Start of Block
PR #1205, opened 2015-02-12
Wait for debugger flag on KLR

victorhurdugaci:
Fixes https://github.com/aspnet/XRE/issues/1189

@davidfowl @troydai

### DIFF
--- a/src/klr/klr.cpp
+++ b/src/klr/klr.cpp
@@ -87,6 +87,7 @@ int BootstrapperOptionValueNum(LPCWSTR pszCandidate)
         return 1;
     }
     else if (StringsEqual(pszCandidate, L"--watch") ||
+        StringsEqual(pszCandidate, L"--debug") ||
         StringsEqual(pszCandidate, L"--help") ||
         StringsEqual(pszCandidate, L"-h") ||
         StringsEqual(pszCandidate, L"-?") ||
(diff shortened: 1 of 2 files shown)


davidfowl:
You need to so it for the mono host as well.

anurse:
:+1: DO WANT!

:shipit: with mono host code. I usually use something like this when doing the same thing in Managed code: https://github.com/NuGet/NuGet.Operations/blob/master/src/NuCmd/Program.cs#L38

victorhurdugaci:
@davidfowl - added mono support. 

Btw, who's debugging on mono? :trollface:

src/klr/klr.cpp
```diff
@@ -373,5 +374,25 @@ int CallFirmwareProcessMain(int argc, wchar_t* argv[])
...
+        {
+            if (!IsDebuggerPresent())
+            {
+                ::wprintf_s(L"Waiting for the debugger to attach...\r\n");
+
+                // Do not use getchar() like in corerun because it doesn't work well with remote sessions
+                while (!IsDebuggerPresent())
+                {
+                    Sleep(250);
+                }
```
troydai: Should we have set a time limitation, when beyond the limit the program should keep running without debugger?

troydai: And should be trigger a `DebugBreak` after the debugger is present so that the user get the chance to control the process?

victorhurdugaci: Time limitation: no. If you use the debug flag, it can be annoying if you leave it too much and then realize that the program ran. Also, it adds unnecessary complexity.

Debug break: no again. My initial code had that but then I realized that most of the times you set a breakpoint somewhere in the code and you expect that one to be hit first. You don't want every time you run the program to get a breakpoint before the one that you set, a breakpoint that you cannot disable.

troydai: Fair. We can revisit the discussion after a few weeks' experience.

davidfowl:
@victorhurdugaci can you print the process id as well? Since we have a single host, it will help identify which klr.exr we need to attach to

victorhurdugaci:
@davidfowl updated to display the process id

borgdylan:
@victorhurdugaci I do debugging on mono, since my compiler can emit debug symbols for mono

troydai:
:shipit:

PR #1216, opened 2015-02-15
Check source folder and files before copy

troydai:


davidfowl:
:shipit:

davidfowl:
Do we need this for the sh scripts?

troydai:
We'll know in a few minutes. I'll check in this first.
End of Block
Assignment:
Among the lines above, find the ones containing "github" and copy them.

Task response:
Fixes https://github.com/aspnet/XRE/issues/1189
:shipit: with mono host code. I usually use something like this when doing the same thing in Managed code: https://github.com/NuGet/NuGet.Operations/blob/master/src/NuCmd/Program.cs#L38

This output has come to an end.